If the latter is the case, why not just shift to an app that already does it? For example, Artifact is a stunningly designed app from Instagram co-founder Kevin Systrom that uses AI to summarize articles for you.
There are already apps and websites that serve news in the form of summarized nuggets, such as Inshorts. For your inbox, Shortwave is an excellent app that can do more than just summarize email chains for you at no extra cost.
On-device generative AI is also promising tricks like voice-based photo editing. It sounds amazingly handy, but it’s hard to imagine just how much convenience it will add to our lives when one-tap filters and granular sliders offer an equally swift and more rewarding flow to edit media on phones.
Next, let’s move to the bread-and-butter situation around using AI just for getting some generic chats going or obtaining answers that would otherwise require internet-fueled research. Once again, we are going to run into qualitative problems.
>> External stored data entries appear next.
PR #8937, opened 2023-03-07
feat: add wait parameter to enable and disable functions in recurring…

andreafehrman:
- Add a `sleep_duration` parameter (defaulted to 0) to add a wait time for the `enable()` and `disable()` function within `recurring_run.py`

### DIFF
--- a/sdk/python/kfp/cli/recurring_run.py
+++ b/sdk/python/kfp/cli/recurring_run.py
@@ -15,6 +15,7 @@
 from typing import Any, Dict, List, Optional
 
 import click
+import time
 from kfp import client
 from kfp.cli import output
 from kfp.cli.utils import parsing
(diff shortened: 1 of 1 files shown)


connor-mccarthy (commented):
Thanks, @andreafehrman! For my own education, what is the current behavior without the sleep? Is there a race condition, failure, etc.?

Also, is there a benefit to to parameterizing `sleep_duration` v hard-coding a reasonable constant?

connor-mccarthy:
FYI, @andreafehrman, we can safely ignore `kubeflow-pipelines-sdk-execution-tests` failures

andreafehrman:
Hi @connor-mccarthy, unfortunately we weren't able to test due to mismatching versions on our side with the server version and v2 that has the enable and disable functionality. It looks like a post and then a get so the get could be returning an old state if the post is asynchronous which is why a wait could be necessary. Is this what you had in mind when adding the TODO regarding the wait? 

I

connor-mccarthy:
@andreafehrman, thanks for the response. In truth, I don't recall the motivation for the TODO (not a very good TODO, it turns out).

I'd like to investigate the issue before adding a `sleep` call, if possible. If we do add a `sleep` call, sounds good on not exposing the `sleep_duration` parameter to the user.

andreafehrman:
Ok no problem @connor-mccarthy, thanks for looking into this! We can put this issue on the back-burner for now, per further research if you think that'd be best. I can push to my branch in the meantime to alter the PR to just sleep if that would be helpful.

PR #8939, opened 2023-03-07
chore(backend): Remove API dependdency from filter and list packages. Closes #8934

### LINKED ISSUE #8934: chore(backend) Remove API dependency in backend apiserver's filter package
The api-server currently depends on v1beta1 API packed with regards to filtering. The current proposal is to convert the incoming filtering options to their internal representation and pass it down the line. As the API message has been changed in favor of [AIP-140](https://google.aip.dev/140) and [AIP-126](https://google.aip.dev/126) conventions and we still need to support both v1 and v2 API, this design is a good option.

Also mentioned previously:

1.
              Hi @gkcalat, @Linchin 
              I already brought up this topic in another PR (see [here](https://github.com/kubeflow/pipelines/pull/8480#issuecomment-1325214714) for context), but I want to comment on it one more time. 
              As it has been chosen that the backend is going to use just one of the `filter api` - because `v1.Filtet.proto` and `v2.Filetr.proto` are the same and because they are not directly used in any gRPC call, but serialized encoded (used behind an interface{}) - they are interchangeable. 
              So, my question is: isn't it better to move toward using                             **v2**:`github.com/kubeflow/pipelines/backend/api/v2beta1/go_client.Filter` now, instead of keeping the entire backend code depended on `v1.Filter`? Isn't it better to do it now, instead of later?

_Originally posted by @difince in https://github.com/kubeflow/pipelines/pull/8633#discussion_r1087895977_

2.
              @Linchin , please note that **v2** `ListExperiments` function  uses `api/v1beta1` **Filter**.  
              If you go deeper into this `validatelistOptions` function ... you will get to the  [filter.go](https://github.com/kubeflow/pipelines/blob/master/backend/src/apiserver/filter/filter.go) and [list.go](https://github.com/kubeflow/pipelines/blob/master/backend/src/apiserver/list/list.go) which both use 
              `api "github.com/kubeflow/pipelines/backend/api/v1beta1/go_client"`

_Originally posted by @difince in https://github.com/kubeflow/pipelines/pull/8480#discussion_r1030557680_

gkcalat:

- Closes #8934
- Removed API filter in `filter`
- Updated constructors of the filter object
- Added a method to update keys in the filter after creation
- Removed dependency on API packages in `list` package
- Refactored list handlers in `server` package
- Added a few unit tests to cover `v2beta1` API cases
- Fixed typos in the comments inside `filter.proto`
- [x] Manually tested `v2beta1` listing calls (Runs and Pipelines)

**Checklist:**


chensun (approved):
/lgtm
/approve

chensun:
Test failure will be solved by https://github.com/kubeflow/pipelines/pull/8951
There's a deadlock between the two, force merging this PR first.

The generative AI models running natively on phones — like Meta’s Llama — are not the most advanced of their kind owing to the fundamental availability of resources. Look no further than Google. The Pixel 8 Pro only runs the smallest one of Google’s large language models called Gemini Nano. Why not jump to something like ChatGPT or Pi via their dedicated mobile apps instead of settling for a less capable language model?
Where generative AI really needs to be
Right now, where I see generative AI doing its best trick is in decoupling smartphone tasks from the cloud (and the requirement to be online all the time) and offering an extra dash of safety. But to do that, these on-device AI tricks need to double as an assistant, somewhat like the Google Assistant, Alexa, or Siri.
Or better yet, they need to become a part of the assistant. Tell your generative AI assistant to pick up all cat images from your library, weave them into a collage, and send them to your dad. Or, ask it to plan the best itinerary for a day trip to Disneyland, find you the cheapest ticket for the next weekend, and neatly arrange all those details on Google Calendar.
Moreover, if an on-device generative AI tool no longer pushes your data to the cloud servers and keeps every operation local to your smartphone, there is little to worry about data privacy. At least theoretically, that is. For now, I am not sure about the Galaxy AI vision that Samsung is selling, but it would be interesting to see whether Samsung can truly offer meaningful generative AI experiences or just a bunch of barely practical, gimmicky tricks.